PR #155, opened 2022-02-24
QoL: Enabling Golang static code analysis with `golangci-lint`

detro:

## Description

I'm setting up golangci-lint with the all the defaults enabled, plus some extras. Follows a list of errors that were fixed, separated by "what caught them".

### Default linters (defined [here](https://golangci-lint.run/usage/linters/#enabled-by-default-linters))

```
internal/provider/data_source_public_key.go:82:7: Error return value of `d.Set` is not checked (errcheck)
	d.Set("algorithm", keyAlgo)
	     ^
internal/provider/resource_cert_request.go:137:7: Error return value of `d.Set` is not checked (errcheck)
	d.Set("cert_request_pem", certReqPem)
	     ^
internal/provider/resource_certificate.go:199:7: Error return value of `d.Set` is not checked (errcheck)
	d.Set("cert_pem", certPem)
	     ^
internal/openssh/lib_test.go:29:17: ineffectual assignment to err (ineffassign)
	rawPrivateKey, err := ssh.ParseRawPrivateKey(pemOpenSSHPrvKeyBytes)
	               ^
internal/openssh/lib_test.go:61:17: ineffectual assignment to err (ineffassign)
	rawPrivateKey, err := ssh.ParseRawPrivateKey(pemOpenSSHPrvKeyBytes)
	               ^
internal/openssh/lib_test.go:88:17: ineffectual assignment to err (ineffassign)
	rawPrivateKey, err := ssh.ParseRawPrivateKey(pemOpenSSHPrvKeyBytes)
	               ^
internal/provider/data_source_public_key.go:56:2: SA4006: this value of `bytes` is never used (staticcheck)
	bytes := []byte("")
...
```

### `deadcode, exportloopref, godot, gofmt, gosimple, govet, ineffassign, makezero, misspell, nilerr, staticcheck, structcheck, unconvert, unparam, unused, varcheck`

```
internal/provider/resource_private_key.go:21:22: Comment should end in a period (godot)
// selected algorithm
                     ^
internal/provider/resource_private_key.go:25:39: Comment should end in a period (godot)
// according to the selected algorithm
                                      ^
internal/provider/types.go:3:56: Comment should end in a period (godot)
// Algorithm represents a type of private key algorithm
                                                       ^
internal/provider/resource_certificate.go:135: File is not `gofmt`-ed with `-s` (gofmt)
		"set_subject_key_id": &schema.Schema{
internal/provider/provider.go:35:72: nameFromResourceData - result 1 (error) is always nil (unparam)
func nameFromResourceData(nameMap map[string]interface{}) (*pkix.Name, error) {
                                                                       ^
```

### `predeclared, durationcheck, errcheck`

```
internal/provider/resource_certificate.go:148:45: Multiplication of durations: `time.Duration(d.Get("validity_period_hours").(int)) * time.Hour` (durationcheck)
	template.NotAfter = template.NotBefore.Add(time.Duration(d.Get("validity_period_hours").(int)) * time.Hour)
	                                           ^
internal/provider/resource_certificate.go:234:25: Multiplication of durations: `time.Duration(-d.Get("early_renewal_hours").(int)) * time.Hour` (durationcheck)
		earlyRenewalPeriod := time.Duration(-d.Get("early_renewal_hours").(int)) * time.Hour
```

## Links

* https://golangci-lint.run/usage/linters/
* https://github.com/hashicorp/terraform-plugin-sdk/blob/main/.golangci.yml

### DIFF
--- a/.golangci.yml
+++ b/.golangci.yml
@@ -1,0 +1,17 @@
+linters:
+  # Default linters enabled
+  # See: https://golangci-lint.run/usage/linters/#enabled-by-default-linters
+
+  # Additional linters enabled
+  enable:
+    - durationcheck
+    - exportloopref
+    - godot
+    - gofmt
+    - makezero
+    - misspell
+    - nilerr
+    - predeclared
+#    - tenv # TODO: Enable when upgrading Go 1.16 to 1.17
+    - unconvert
+    - unparam
--- a/internal/provider/provider.go
+++ b/internal/provider/provider.go
@@ -32,7 +32,7 @@ func hashForState(value string) string {
 	return hex.EncodeToString(hash[:])
 }
 
-func nameFromResourceData(nameMap map[string]interface{}) (*pkix.Name, error) {
+func nameFromResourceData(nameMap map[string]interface{}) *pkix.Name {
 	result := &pkix.Name{}
 
 	if value := nameMap["common_name"]; value != "" {
@@ -66,7 +66,7 @@ func nameFromResourceData(nameMap map[string]interface{}) (*pkix.Name, error) {
 		result.SerialNumber = value.(string)
 	}
 
-	return result, nil
+	return result
 }
 
 var nameSchema *schema.Resource = &schema.Resource{
--- a/internal/provider/util.go
+++ b/internal/provider/util.go
@@ -88,20 +88,34 @@ func readPublicKey(d *schema.ResourceData, prvKey interface{}) error {
 	}
 
 	d.SetId(hashForState(string(pubKeyBytes)))
-	d.Set("public_key_pem", string(pem.EncodeToMemory(pubKeyPemBlock)))
+
+	if err := d.Set("public_key_pem", string(pem.EncodeToMemory(pubKeyPemBlock))); err != nil {
+		return fmt.Errorf("error setting value on key 'public_key_pem': %s", err)
+	}
 
 	// NOTE: ECDSA keys with elliptic curve P-224 are not supported by `x/crypto/ssh`,
 	// so this will return an error: in that case, we set the below fields to emptry strings
 	sshPubKey, err := ssh.NewPublicKey(publicKey(prvKey))
+	var pubKeySSH, pubKeySSHFingerprintMD5, pubKeySSHFingerprintSHA256 string
 	if err == nil {
 		sshPubKeyBytes := ssh.MarshalAuthorizedKey(sshPubKey)
-		d.Set("public_key_openssh", string(sshPubKeyBytes))
-		d.Set("public_key_fingerprint_md5", ssh.FingerprintLegacyMD5(sshPubKey))
-		d.Set("public_key_fingerprint_sha256", ssh.FingerprintSHA256(sshPubKey))
-	} else {
-		d.Set("public_key_openssh", "")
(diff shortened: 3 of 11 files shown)


internal/provider/util.go
```diff
@@ -88,20 +88,34 @@ func readPublicKey(d *schema.ResourceData, prvKey interface{}) error {
...
-		d.Set("public_key_openssh", "")
-		d.Set("public_key_fingerprint_md5", "")
-		d.Set("public_key_fingerprint_sha256", "")
+
+		pubKeySSH = string(sshPubKeyBytes)
+		pubKeySSHFingerprintMD5 = ssh.FingerprintLegacyMD5(sshPubKey)
+		pubKeySSHFingerprintSHA256 = ssh.FingerprintSHA256(sshPubKey)
+	}
+
+	if err := d.Set("public_key_openssh", pubKeySSH); err != nil {
```
bookshelfdave, line 108: In the original `else` block, all values are set to empty strings. Is that behavior still needed? (my guess is no)

internal/provider/provider.go
```diff
@@ -66,7 +66,7 @@ func nameFromResourceData(nameMap map[string]interface{}) (*pkix.Name, error) {
 		result.SerialNumber = value.(string)
 	}
 
-	return result, nil
+	return result
```
bookshelfdave, line 69: When `if` is false above, does the initialized/empty `result` signify an error somehow?

bookshelfdave (approved):
lgtm 👍 , just a few misc questions

.golangci.yml
```diff
@@ -0,0 +1,17 @@
...
+  enable:
+    - durationcheck
+    - exportloopref
+    - godot
+    - gofmt
+    - makezero
+    - misspell
+    - nilerr
+    - predeclared
+#    - tenv # TODO: Enable when upgrading Go 1.16 to 1.17
```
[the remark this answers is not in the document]
detro: Added it [here](https://github.com/hashicorp/terraform-providers-devex-internal/issues/94) and [here](https://docs.google.com/spreadsheets/d/1eI7iGRxw1tdAg96Kn4Oomfgd9SBDWOxMx4g7Ah3LVCM/edit#gid=0)

internal/provider/provider.go
detro: I think the signature was written BEFORE the implementation was put down.

In a certificate, all those fields are optional, so it return an empty `result` and it should be ok.

internal/provider/util.go
detro: So, I wanted to avoid having to write the same `if err := d.Set...` 6 times, was kinda ugly. And the static analysis reported that we were not checking the return error from `.Set`.

So, I have initialized `publicKeySSH*` variables to empty strings: if they get a value (i.e. `ssh.NewPublicKey()` does not error), we set those strings to a proper value. Otherwise, they are already empty string.

This preserves the previous behaviour WHILE making sure we call `.Set` for each attribute only once.

bflad: This looks good -- its important to preserve the `""` setting behavior where it currently exists since not doing so is an odd backwards compatibility issue until a next major version (which we may want to consider breaking).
+ + + + +
Your objective
Return only the number of lines above that include the word "Comment".

Solution to this exercise
3